This study therefore touches on many details of an immensely complex picture, and no scholar could pursue all the ramifications, whether into imperial cult or festival culture or all the other areas which a study of temple financing must mention; its value lies not so much in imposing order or in a comprehensive treatment of temple accounting as in exposing the pressures to which temple-finances were exposed particularly in the great Asian sanctuaries. We do not know why some places sold priesthoods — a subject on which Dignas is particularly good — and not others; yet her discussion shows the developed terminology used, even if we cannot now understand it fully. Likewise the leasing of the lands of the Carian mountain temples is detailed but the reasons and terminology escape us. Like the leges sacrae themselves, temple finance had its own peculiar linguistic conventions, and perhaps even if we had a balance sheet, we would discover that it told us less than we wanted.
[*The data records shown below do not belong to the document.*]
PR #1040, opened 2015-10-09
Some unstable tests don't work #1039

### LINKED ISSUE #1039: Some unstable tests don't work
Tests which require login don't work because the necessary resources aren't on the runtime classpath.

dariusf:
Fixes #1039

### DIFF
--- a/build.gradle
+++ b/build.gradle
@@ -85,6 +85,9 @@ allprojects {
             java.srcDir 'src/test/java/unstable'
             compileClasspath += main.output + test.output
             runtimeClasspath += main.output + test.output
+
+            ext.guiTestResources = "${sourceSets.test.resources.getSrcDirs()[0]}/guitests"
+            ext.unstableTestResources = "${sourceSets.test.output.resourcesDir}/unstable"
         }
     }
 
@@ -94,8 +97,8 @@ allprojects {
     }
 
     task generateUnstableTestResources(type: Copy) {
-        from 'src/test/resources/guitests'
-        into 'build/resources/test/unstable'
+        from sourceSets.unstableTests.ext.guiTestResources
+        into sourceSets.unstableTests.ext.unstableTestResources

Dignas usually cites and translates well the Greek evidence, whether literary or epigraphic, and students will be grateful for this invaluable assistance. Seldom does she indulge in textual or interpretative debate with other scholars, though the second appendix on the claims for asylia by the temples brings some conflict with Rigsby’s work. Her coverage of the modern literature is outstanding and will be particularly helpful to those not fluent in European languages, though this reviewer is unable to judge whether the near eastern sources might also have contributed more to understanding the workings of these temple centres. (The sight of the special entry for sacrificial animals at the great temple of Palmyra first made him fully aware that such places were also abattoirs.) This is a useful book on a difficult subject, and one must commend the writer’s courage in undertaking it.